# One big single chamber -or- separate chambers for Three 10W6v2 Subs ?



## Born2Rock (Aug 26, 2009)

Am I making a mistake using one Big Chamber for my three 10W6v2's ? 

My Sub Box is a total of 2.34 Cubic Ft. 

I believe the JL 10W6v2's need .625 cubic per speaker, plus each speaker displacement of .068, correct? (.693 cubic needed per)

So that comes to 2.079 cubic feet needed for a Sub Box w/ three 10W6v2.

Since my box is measured 2.34 Cubic ft. , that leave .261 extra cubic feet. 

Should I worry about that extra .261 cubic feet in my Sub Box ?

****Anyway... one big single chamber -or- separate chambers for 3 subs, is my main question ?

Thanx for anytime you take to assist me, my fellow forum'r's !!!


----------



## Vitty (Feb 26, 2011)

I am wondering the same thing, but for my dual 12" IDMAX setup. Will be watching this thread.


----------



## Born2Rock (Aug 26, 2009)

Cool. 

I am assuming that air pressure is air pressure...in a sealed box, and a single chamber box should be fine, but I just want to make sure.

I hope someone 'chimes' in to help us.


----------



## Vitty (Feb 26, 2011)

From my minimal research so far I am leaning towards putting a divider in to separate my box into two chambers. We'll see what consensus is on here.


----------



## Born2Rock (Aug 26, 2009)

Have you got your box measurements, and have started cutting the wood?


----------



## Vitty (Feb 26, 2011)

I do have the measurements. Have not started cutting. Was going to post a question about cutting an angled box in here along with a drawing of the box side profile, but it won't let me post a picture until I reach 30 posts. Dang dang.


----------



## Born2Rock (Aug 26, 2009)

...gotta earn your stripes, brotha ! 

Just keep reading threads and post. You'll get there soon enough.

Good Luck !


----------



## BEAVER (May 26, 2007)

With a sealed enclosure a single chamber is fine, as long as it is braced well. Ported enclosures are iffy, because if something were to happen to one sub it would really throw off the tuning and potentially destroy the other, as well.


----------



## Born2Rock (Aug 26, 2009)

Thanx Beaver...that's what I wanted to hear.
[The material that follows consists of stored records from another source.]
PR #125, opened 2023-12-11
Proposing review guidelines

andydotxyz:
As discussed in passing - this should help to speed up smaller changes.


benoitkugler (approved):
Nice proposal, thank you ! 

Just a question : we will update the github protection rules to reduce the number of required owner reviews to one for all PRs, right ?

whereswaldon (approved):
Works for me. We will have to change the PR policy to only strictly require 1 approval in order for the smaller changes portion to work, but I'm not worried about our ability to respect the policy.

whereswaldon:
I have updated the branch protection rule to only *require* one code owner review.

andydotxyz:
Thanks so much :) yes it will require a little care to keep the policy respected but I'm sure we can manage appropriately.

PR #126, opened 2023-12-12
[harfbuzz] Properly scale glyph X and Y offsets

benoitkugler:
Previously, the user provided Size factor was not applied to the offsets.
This is particularly visible for vertical texts (the bug was found working on #124).


whereswaldon (approved):
Oh wow, good fix!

You da man. 

I appreciate your experienced answer.

Rock On,


----------



## Vitty (Feb 26, 2011)

Well that certainly makes box building easier. However, the larger the box gets the more bracing you will need. Might be worth it to separate them just to give the box a bit more rigidity. In my case my box is 48.5" wide. That would leave a lot of room for flexing. If I have to add bracing I may as well turn it into a separator.


----------



## Born2Rock (Aug 26, 2009)

Can you elaborate. 

What do you mean by " more rigidity " ?


----------



## tintbox (Oct 25, 2008)

One big chamber you going need some bracing. Doing individual chambers will give the proper bracing you need.


----------



## wheezit (Jan 23, 2011)

Always separate sub chambers. It solves any bracing issues and prevents damage in case of one blowing. Technically unless each sub is identical, impossible due to mfg proceses, they arent behaving identically so it only makes sense to separate them. I look at it this way, no two drivers are identical and no two drivers prefer the same box, so why should they share one. In certain enclosures, you can actually tune two subs of same model to different freq based on placement in baffle. This technique is exactly why I never use common chamber in sealed or ported, whereas a properly made dual bass reflex actually benefits from it


----------



## Born2Rock (Aug 26, 2009)

Now that makes sense.


----------



## Born2Rock (Aug 26, 2009)

I just realized that my box is 10% larger than it should be (without the needed seperating walls). If I add new double thickness walls inside the box, to make seperate enclosures for each 10W6v2 speaker, I can get the box to be only 2.5% larger than JL requires.

{I just don't know how pickey I should get, seeking smooth SQ sub bass}

*Would there be a vast SQ difference in the box, using three 10W6v2 speakers, with that reduction to 2.5% larger , instead of the original 10% larger, as it sits right now?


----------



## BEAVER (May 26, 2007)

The size they recommend is a bit on the small side, anyway. I wouldn't worry about it at all. Feel free to model it and see for yourself.


----------



## Born2Rock (Aug 26, 2009)

Nice to hear that...because I was thinking of shrinking the box.

This now leads me to want to call JL Monday morning and discuss it w/ one of their techs. 

My main wonder is how MUCH larger can a sealed box be, according to their suggested dimensions.

Thanx Beav


----------



## chad (Jun 30, 2005)

one big box, if you look around you will note that car audio is the only facet of audio where people separate..... ever wonder why?


----------



## Born2Rock (Aug 26, 2009)

I honestly have no clue. 

I original thought one Large single box would work, but some of the thoughs described here to seperate make since. I just don't know. I think I am still gonna give JL a shout,...to see what those 'peeps' think?


----------



## fish (Jun 30, 2007)

As far as worrying about your box being too big, don't. Many say they go larger than what JL recommends.


----------